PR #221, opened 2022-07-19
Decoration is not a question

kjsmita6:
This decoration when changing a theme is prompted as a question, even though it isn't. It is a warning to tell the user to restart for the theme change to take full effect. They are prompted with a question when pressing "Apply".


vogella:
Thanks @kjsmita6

********************

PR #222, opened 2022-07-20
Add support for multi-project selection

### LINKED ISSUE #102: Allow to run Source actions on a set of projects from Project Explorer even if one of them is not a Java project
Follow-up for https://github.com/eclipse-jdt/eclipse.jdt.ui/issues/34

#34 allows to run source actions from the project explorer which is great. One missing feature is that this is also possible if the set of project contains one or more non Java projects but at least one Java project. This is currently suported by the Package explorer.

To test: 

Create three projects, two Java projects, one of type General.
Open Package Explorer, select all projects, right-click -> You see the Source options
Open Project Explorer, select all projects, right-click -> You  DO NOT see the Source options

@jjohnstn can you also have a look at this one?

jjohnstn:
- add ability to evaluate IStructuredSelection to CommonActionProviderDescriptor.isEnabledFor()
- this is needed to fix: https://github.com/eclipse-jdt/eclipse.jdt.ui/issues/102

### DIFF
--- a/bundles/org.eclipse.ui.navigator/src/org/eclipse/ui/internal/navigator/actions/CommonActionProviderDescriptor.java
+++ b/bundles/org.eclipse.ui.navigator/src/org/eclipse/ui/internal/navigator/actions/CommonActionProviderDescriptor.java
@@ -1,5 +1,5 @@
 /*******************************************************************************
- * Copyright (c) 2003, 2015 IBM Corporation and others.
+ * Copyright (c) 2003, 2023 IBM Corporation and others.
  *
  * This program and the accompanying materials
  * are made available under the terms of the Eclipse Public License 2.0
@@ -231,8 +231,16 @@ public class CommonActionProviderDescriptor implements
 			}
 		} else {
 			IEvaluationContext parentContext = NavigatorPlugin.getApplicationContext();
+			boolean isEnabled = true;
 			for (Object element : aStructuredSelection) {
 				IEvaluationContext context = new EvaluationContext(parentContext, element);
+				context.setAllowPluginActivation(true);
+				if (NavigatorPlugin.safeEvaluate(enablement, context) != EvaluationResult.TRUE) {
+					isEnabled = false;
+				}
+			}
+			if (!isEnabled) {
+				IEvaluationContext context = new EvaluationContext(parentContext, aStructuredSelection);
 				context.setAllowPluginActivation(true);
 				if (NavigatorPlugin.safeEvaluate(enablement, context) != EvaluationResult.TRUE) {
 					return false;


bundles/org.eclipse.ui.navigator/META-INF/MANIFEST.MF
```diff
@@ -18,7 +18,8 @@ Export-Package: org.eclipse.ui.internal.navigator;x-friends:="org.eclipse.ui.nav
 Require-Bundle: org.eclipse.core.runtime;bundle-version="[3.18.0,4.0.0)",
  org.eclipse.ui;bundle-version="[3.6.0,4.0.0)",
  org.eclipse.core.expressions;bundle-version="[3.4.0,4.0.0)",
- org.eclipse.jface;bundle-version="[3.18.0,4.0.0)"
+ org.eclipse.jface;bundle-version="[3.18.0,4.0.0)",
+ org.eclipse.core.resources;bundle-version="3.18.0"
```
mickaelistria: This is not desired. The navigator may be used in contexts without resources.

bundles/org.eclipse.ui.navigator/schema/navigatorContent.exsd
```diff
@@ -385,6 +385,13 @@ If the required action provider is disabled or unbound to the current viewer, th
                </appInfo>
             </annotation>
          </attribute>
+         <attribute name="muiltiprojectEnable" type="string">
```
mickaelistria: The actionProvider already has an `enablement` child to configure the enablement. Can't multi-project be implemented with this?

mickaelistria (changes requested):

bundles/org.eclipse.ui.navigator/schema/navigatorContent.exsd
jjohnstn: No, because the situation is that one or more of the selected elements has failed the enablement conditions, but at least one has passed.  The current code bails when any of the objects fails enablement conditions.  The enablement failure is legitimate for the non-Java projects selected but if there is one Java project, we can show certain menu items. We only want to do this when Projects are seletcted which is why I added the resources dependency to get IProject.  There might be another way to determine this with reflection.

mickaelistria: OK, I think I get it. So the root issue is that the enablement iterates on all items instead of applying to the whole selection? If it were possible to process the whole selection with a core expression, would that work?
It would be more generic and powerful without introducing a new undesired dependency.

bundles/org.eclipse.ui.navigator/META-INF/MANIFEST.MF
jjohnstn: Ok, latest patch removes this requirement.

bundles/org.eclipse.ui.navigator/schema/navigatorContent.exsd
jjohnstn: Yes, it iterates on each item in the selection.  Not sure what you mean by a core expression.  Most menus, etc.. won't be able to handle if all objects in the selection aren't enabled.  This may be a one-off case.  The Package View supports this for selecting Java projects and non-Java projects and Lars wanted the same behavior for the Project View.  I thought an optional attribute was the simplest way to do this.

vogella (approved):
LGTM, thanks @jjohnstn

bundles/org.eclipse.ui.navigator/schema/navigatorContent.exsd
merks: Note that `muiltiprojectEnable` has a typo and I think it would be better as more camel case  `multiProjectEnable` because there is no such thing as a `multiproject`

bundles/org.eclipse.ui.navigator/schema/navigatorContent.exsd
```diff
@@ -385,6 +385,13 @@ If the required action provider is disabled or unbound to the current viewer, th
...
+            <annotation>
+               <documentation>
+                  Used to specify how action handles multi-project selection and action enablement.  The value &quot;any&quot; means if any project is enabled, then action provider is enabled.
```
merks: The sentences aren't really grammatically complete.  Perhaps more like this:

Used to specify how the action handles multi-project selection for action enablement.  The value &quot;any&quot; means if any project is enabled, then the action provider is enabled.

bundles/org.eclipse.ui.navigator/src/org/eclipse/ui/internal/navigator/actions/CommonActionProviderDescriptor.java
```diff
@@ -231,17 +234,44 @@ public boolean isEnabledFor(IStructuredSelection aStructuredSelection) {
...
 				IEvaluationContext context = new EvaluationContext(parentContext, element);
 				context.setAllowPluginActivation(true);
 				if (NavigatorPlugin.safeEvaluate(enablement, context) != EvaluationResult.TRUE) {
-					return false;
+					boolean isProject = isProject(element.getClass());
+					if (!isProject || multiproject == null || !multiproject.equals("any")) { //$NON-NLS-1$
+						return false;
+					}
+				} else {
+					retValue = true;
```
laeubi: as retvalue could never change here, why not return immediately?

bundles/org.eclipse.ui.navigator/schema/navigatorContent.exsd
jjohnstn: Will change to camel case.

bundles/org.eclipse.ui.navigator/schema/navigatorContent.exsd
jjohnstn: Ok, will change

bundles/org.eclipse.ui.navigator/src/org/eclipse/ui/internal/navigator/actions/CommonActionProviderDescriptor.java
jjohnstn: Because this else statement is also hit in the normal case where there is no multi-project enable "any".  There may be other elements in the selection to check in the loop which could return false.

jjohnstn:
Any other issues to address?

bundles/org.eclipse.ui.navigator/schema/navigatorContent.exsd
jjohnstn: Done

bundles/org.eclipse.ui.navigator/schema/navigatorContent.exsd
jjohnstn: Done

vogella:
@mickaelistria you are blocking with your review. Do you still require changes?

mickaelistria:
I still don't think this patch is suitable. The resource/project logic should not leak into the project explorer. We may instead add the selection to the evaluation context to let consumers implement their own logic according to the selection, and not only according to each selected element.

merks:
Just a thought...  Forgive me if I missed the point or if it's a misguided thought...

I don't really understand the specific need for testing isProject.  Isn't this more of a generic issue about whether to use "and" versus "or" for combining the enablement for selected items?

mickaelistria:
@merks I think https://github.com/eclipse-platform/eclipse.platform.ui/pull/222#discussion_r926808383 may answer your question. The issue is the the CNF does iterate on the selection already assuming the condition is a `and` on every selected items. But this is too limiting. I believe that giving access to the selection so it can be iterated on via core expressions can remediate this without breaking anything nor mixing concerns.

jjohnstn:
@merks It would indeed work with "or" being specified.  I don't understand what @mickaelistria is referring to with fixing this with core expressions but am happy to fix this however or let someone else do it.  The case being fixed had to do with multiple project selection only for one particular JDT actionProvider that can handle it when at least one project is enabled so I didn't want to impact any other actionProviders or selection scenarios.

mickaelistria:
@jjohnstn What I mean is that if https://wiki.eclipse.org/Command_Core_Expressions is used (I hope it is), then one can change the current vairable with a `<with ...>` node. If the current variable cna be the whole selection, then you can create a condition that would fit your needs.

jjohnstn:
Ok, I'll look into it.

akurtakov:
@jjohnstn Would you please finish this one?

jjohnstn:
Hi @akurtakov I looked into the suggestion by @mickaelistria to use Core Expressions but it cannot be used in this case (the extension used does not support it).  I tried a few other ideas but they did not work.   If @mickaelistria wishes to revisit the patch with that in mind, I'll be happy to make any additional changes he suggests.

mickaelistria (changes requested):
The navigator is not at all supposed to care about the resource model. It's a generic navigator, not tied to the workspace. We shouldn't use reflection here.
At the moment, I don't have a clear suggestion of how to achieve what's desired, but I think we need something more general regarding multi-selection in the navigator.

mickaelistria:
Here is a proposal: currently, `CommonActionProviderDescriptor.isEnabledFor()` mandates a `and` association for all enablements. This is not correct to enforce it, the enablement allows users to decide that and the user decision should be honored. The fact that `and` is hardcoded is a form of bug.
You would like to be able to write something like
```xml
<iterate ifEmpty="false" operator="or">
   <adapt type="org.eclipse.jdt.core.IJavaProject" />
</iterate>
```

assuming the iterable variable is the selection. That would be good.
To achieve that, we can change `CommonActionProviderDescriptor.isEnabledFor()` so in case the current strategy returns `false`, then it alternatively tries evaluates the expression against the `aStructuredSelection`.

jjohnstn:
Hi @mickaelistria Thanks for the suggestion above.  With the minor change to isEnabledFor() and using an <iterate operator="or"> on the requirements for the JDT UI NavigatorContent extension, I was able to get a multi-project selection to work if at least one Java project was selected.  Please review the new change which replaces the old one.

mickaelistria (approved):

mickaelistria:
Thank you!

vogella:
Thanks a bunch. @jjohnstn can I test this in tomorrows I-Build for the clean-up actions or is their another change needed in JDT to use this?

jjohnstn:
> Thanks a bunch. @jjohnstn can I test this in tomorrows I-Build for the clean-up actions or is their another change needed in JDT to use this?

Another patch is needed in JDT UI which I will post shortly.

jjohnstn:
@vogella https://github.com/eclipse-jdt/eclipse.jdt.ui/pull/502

********************

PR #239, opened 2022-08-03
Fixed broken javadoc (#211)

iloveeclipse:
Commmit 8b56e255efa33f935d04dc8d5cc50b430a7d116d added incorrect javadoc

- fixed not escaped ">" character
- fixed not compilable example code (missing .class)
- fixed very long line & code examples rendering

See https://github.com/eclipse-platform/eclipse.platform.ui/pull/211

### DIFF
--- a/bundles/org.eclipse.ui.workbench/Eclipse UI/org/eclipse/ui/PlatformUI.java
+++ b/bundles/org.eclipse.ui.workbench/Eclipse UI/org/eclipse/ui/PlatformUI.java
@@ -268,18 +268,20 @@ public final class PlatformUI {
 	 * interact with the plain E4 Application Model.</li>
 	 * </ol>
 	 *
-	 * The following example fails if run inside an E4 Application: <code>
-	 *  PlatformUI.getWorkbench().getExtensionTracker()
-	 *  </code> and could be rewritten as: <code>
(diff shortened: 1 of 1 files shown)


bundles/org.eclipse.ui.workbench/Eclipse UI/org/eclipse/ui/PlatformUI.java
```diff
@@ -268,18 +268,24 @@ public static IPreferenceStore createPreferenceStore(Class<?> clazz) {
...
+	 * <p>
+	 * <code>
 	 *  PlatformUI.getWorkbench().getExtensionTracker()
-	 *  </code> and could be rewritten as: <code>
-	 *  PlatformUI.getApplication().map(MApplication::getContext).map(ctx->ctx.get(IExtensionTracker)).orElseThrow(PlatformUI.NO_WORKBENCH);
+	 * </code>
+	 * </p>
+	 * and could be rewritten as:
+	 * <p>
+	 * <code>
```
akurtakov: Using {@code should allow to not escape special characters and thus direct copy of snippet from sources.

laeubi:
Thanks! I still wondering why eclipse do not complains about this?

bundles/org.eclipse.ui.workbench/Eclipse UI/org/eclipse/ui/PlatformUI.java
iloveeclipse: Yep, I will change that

********************

Exercise requirements: Only the lines above from the line with "PR #221, opened 2022-07-19" to the line with "Thanks @kjsmita6", those two lines included, should be reproduced exactly.

Output:
PR #221, opened 2022-07-19
Decoration is not a question

kjsmita6:
This decoration when changing a theme is prompted as a question, even though it isn't. It is a warning to tell the user to restart for the theme change to take full effect. They are prompted with a question when pressing "Apply".


vogella:
Thanks @kjsmita6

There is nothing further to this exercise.